**Exercise prompt**:
Every line below between the line holding "not a string" and the line holding "LGTM! Thanks!", inclusive, should be repeated exactly, and all other lines omitted.

---------- Records for this task

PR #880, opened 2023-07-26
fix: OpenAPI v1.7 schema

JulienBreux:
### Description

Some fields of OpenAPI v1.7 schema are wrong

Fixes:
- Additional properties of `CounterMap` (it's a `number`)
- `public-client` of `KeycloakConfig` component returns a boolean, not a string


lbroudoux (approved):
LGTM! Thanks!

--------------------
---------- Records for this task

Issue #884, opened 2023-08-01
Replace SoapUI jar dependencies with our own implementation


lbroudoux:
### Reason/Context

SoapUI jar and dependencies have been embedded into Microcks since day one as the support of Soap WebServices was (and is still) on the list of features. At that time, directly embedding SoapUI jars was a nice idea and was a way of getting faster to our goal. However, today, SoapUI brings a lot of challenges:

--------------------
---------- Records for this task

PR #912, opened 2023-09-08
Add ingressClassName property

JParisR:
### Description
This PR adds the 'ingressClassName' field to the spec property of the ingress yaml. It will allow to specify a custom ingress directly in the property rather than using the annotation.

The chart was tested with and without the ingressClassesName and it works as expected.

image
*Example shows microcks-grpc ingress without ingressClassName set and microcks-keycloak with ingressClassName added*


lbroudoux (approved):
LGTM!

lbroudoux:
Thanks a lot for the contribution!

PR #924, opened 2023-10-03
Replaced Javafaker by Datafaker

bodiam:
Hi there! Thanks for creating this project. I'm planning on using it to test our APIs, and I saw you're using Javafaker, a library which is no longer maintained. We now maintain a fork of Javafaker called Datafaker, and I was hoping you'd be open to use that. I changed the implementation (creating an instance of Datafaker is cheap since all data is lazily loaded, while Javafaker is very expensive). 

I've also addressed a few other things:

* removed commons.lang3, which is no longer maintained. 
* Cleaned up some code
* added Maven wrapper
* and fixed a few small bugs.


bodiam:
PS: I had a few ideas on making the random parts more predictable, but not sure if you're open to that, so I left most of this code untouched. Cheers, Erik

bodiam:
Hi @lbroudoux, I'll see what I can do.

--------------------

**Result for this task**:
- `public-client` of `KeycloakConfig` component returns a boolean, not a string


lbroudoux (approved):
LGTM! Thanks!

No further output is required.